A mãe agradeceu ainda por todo o apoio recebido por amigos e pela comunidade em geral e clamou por justiça.
“A saudade dói a cada minuto mas sigo pedindo forças a Deus para continuar porque eu tenho minha outra filha.
Eu sei que nada vai trazer a Ester de volta, mas eu preciso que a justiça seja feita. Que a história da minha filha não seja esquecida e que nenhuma outra mãe precise passar por essa dor.
Obrigada por cada abraço, cada oração e cada gesto de carinho — eles têm me sustentado. Prometo honrar a memória da minha filha. A Ester vive em mim todos os dias. Vou carregar o amor dela para sempre.”
Sindicléia também publicou uma imagem de quando Ester foi destaque destaque literária no 5º ano do ensino fundamental na Escola Classe Aspalha.
No texto, escrito por Ester ela dizia que gostava de ouvir música calma para adormecer e adorava ler mangás, desenhar e criar personagens de histórias. No texto, ela também relatou ter medo de escuro “por não saber o que há dentro dele”.
O feminicidio
Na noite de domingo (18/1) Ester foi morta dentro de casa pelo namorado da mãe.
À Polícia Civil, a mãe da menina disse que na noite anterior, durante o jantar, toda a família tomou um suco, mas que só ela e as filhas teriam ficado absurdamente sonolentas.
Já de madrugada, quando acordou, a filha mais nova estava no quarto. Quando questionada, a menina teria dito que o padrasto havia mandado ela dormir lá. A mãe foi ao quarto das meninas e encontrou a mais velha já sem vida. A vítima tinha lesões no pescoço e no rosto.
O homem levou alguns pertences, entre eles um celular. Foi por meio do GPS do aparelho que a polícia conseguiu localizá-lo. Segundo os policiais, o autor manteve um comportamento frio durante toda a abordagem, sem demonstrar arrependimento.
Posteriormente, já na delegacia, o homem afirmou que, durante a madrugada, tentou fazer uso de drogas no apartamento e, após ser impedido pela adolescente, a enforcou.
Extensa ficha criminal
Segundo a PMDF, Marlon possui outros crimes em sua ficha criminal, como outros dois casos de estupros: um contra a própria mãe e outro contra uma criança de 11 anos.

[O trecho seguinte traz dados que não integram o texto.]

Issue #389, opened 2022-11-04
gbs-control: Will it work with RGBS output from Marconi Specrum Analyser?


brian-mk:
This is a question rather than an issue with GBS-Control...

I have a CRT based Marconi 2380 Spectrum Analyser that provides an RGBS output.
The composite sync output is: horiz: 15.625kHz, vert: 48.2Hz, non-interlaced. i.e. 324 lines.

I have tried a standard GBS-8200 (V4) to convert this to VGA.
Using default GBS-8200 auto settings I get a stable image that is slightly too large in the vertical direction i.e. some lines are missing from the top and bottom of the image.
If I try to reduce the vertical size using the menu buttons, the missing lines become visible but they appear to be out of sync (more so at the bottom).

(See example image below)

Should this 324 line input signal be expected to work with standard GBS-8200 firmware?
If not then if I add an ESP8266 with GBS-Control firmware, could I make this work?
Will it mean making changes to some of the TVIA 5725 registers to suit the 324 line input?

![image](https://user-images.githubusercontent.com/34718037/200066294-09066e6b-961f-477b-a806-725d095555a2.png)

ramapcsx2:
I'd say give it a try. The line count may be odd (forgot the PAL specs.. 325 lines?), but the firmware will try to work with it :)

brian-mk:
I added the ESP8266 module to the GBS-8200 and successfully flashed the GBS-control firmware.

I connected the Spectrum Analyser RGBS output and fed the VGA into a laptop using OBS and a VGA->USB capture device. This is the same setup I used before with the stock GBS-8200. The OBS window remains completely black.

Here is the gbs-control developer mode diagnostic output after powering up the Spectrum Analyser.

====

Activity detected, input: RGB
.*****
no signal
h: 430 v: 647 PLL:0 A:7b7b7b S:07.10.00 H-   I:00 D:05e5 m:0 ht:   0 vt:   0 hpw:   0 u: 96 s: 0 S: 6 W:-71
****************************
no signal
h: 430 v: 647 PLL:0 A:7b7b7b S:07.10.00 H-   I:00 D:05e5 m:0 ht:   0 vt:   0 hpw:   0 u:384 s: 0 S:13 W:-74
************

====

It appears from the diagnostic output that the TVIA 5725 is trying to sync using 647 lines.
Based on the horiz & vert frequencies (15.635kHz & 48.2Hz, non-interlaced) , the analyser output is actually 324 or 325 lines.

[...]

PR #405, opened 2023-01-28
Maintain constant latency with clock generator installed

### LINKED ISSUE #286: Horizontal tear line even with clock generator installed
Especially when playing side scrolling games (Super Mario World in my case) after some play time suddenly a tear line in the lower quarter of the screen appears. This only is visible when actually walking sideways but it is very noticeable and annoying in this case. It disappears once I no longer move.

I have the clock generator installed and the "Sync on Luma" from the SNES is filtered using an LM1881 sync stripper.

If I go to developer options and press "HTotal++" once, then the tear line seems to disappear but ocassionally reappears as a tear line which moves from about the center of the screen to the bottom.

Is this a known problem and is there any reliable fix for this?

nyanpasu64:
This PR continuously adjusts the video output frame rate to keep video output a fixed distance (currently 1/4 frame) behind input, when "FrameTime Lock" is checked and external clock generator is installed. This fixes the bug where when a clock generator is installed, the GBS-Control would initialize input-output latency to a random value, then the latency would slowly drift over time, eventually resulting in a tear line between 0 and 1 frame old images. (Technically the initial latency is still random, but latency is reliably brought to 1/4 frame within seconds.)

The latency control algorithm used is more primitive than I described in https://github.com/ramapcsx2/gbs-control/issues/286#issuecomment-1401230470; we instead use the clock generator to offset the output frequency from the estimated input frequency, by a factor proportional to latency error (clamped to ±0.001 to avoid large frequency offsets). And I'm solely using blocking latency measurements every 100 frames (plus overhead) like your older frame sync code, rather than rewriting the code further to add continuous interrupt-driven non-blocking measurements.

But the results are surprisingly good. If you turn on `FRAMESYNC_DEBUG`, the logs show my code consistently brings latency to a steady-state of within 0.0005 (5 * 10^-4) frames of `FrameSyncAttrs::syncTargetPhase` (90 degrees = 1/4 frame behind input), starting from either console power-on, input resolution changes (240p/480i/480p), or after repeatedly changing output resolution to "480p 576p" to deliberately induce extra latency. I did not test replugging the GBS-C, but I see no reason it wouldn't work well too. I tested primarily at 480p output, but 960p output seems to work fine too.

I also measured video latency (at 480p output) by feeding the input luma signal (through a Y-splitter), and a solar panel at the top of my CRT, into the left and right channels of my my computer's audio line in, then recording at 192 KHz. This showed a latency of just over 4 milliseconds from video input to output, consistent with debug logging.

In "Pass Through" mode, frame sync is unnecessary. My logs show that it is never attempted.

This is a working prototype, but not ready for upstreaming.

## Issues

- [x] The commit history is quite messy, and the diff includes local changes, both refactors I intend to submit a PR for (if deemed acceptable), and machine-specific changes (like `compile_commands.json`, and removing `settingsMenuOLED` to simplify the code because I don't have a screen installed) that should not be merged.
	- I partly added `enum OutputMode`, which is an improvement over the original code, but I'm not confident about the variable names, and is unrelated to this fix. Ideally I'd define a similar enum for `videoStandardInput`, but I don't know the values yet.
		- Interestingly, brian-mk has also mentioned adding enums at https://github.com/ramapcsx2/gbs-control/issues/389#issuecomment-1321164339.
	- I changed the code to echo back every command you send it. I found this useful for figuring out the code that each GUI button triggers, and makes reviewing the logs after the fact more useful, since they tell you which commands you sent in what order, and at what time relative to periodic/delayed events (like sync watcher and frame time lock), input changes, and messages from the code responding to user commands.
	- I moved the existing frame sync interrupt handlers (and associated state) to `namespace MeasurePeriod`, for organization and to prepare for adding new interrupt modes like "measure frame rates and latency in background". I think this change is not harmful, but it's not a clear improvement since I didn't (yet?) implement a new "non-blocking interrupt-driven measurement" mode in a separate namespace like I had originally planned.

- [x] I have not looked into `findBestHTotal` and `applyBestHTotal` yet. I hope this will not produce a vicious cycle of GBS-C continuously increasing htotal to slow down the output frame rate, and my changes continuously increasing the video clock generator frequency to compensate. And after debugging the `FrameSyncManager::reset()` issue, I do not have the energy to learn more code.

- I noticed that the GBS-C's output at 480p is much narrower horizontally than a PC running at 640x480 DMT, or the same GBS-C runing at Pass Through output resolution hooked up to a 480p Wii (almost as wide as PC but offset horizontally). I suspect this is because the GBS-C sets its htotal value much higher relative to the horizontal active time, than the PC standard or the video input. Can this be changed to behave like Pass Through or PC DMT? Increasing the image width through the Picture Control tab/section results in the sides being corrupted.

- When I enter the Developer tab and click "HTotal--" repeatedly (from an initial value of 2345?), the image slowly gets wider. This also calls `FrameSyncManager::reset()`,  which in my initial implementation set `maybeFreqExt_per_videoFps = -1`. This caused frame sync to fail, printing `Error: trying to tune external clock frequency while clock frequency uninitialized!`. (If I press HTotal-- enough times, GBS-C triggers an automatic HTotal resync and prints `HTotal Adjust:  29` in the logs. I'm not sure what codepath triggers this, since I don't have a debugger and didn't go digging.)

Em agosto de 2019, Marlon foi acusado de abusar sexualmente de uma criança de 11 anos. Segundo a mãe da vítima, ela, o marido e suas três filhas participavam de um almoço em uma chácara quando o crime ocorreu.
Ainda de acordo com a mulher, Marlon chegou ao local visivelmente embriagado e sob efeito de entorpecentes. Em determinado momento, a mãe informou que foi descansar e deixou as filhas sob a supervisão da mais velha.
Após procurá-las por aproximadamente uma hora, encontrou inicialmente apenas uma das filhas, que relatou que o homem havia levado a irmã, de 11 anos, à força para a cachoeira. Pouco depois, a vítima foi localizada e relatou ter sofrido abuso sexual, além de ter sido ameaçada de morte por ele.
Cerca de quatro anos depois, em dezembro de 2023, Marlon teria estuprado a própria mãe. A PMDF foi acionada e, quando chegou ao local, encontrou o criminoso já contido no chão, próximo ao pai e ao irmão.
Na época, de acordo com a corporação, Marlon estava em saída temporária de Natal. A companheira da mãe de Marlon confirmou o crime por meio de um vídeo gravado logo após o fato.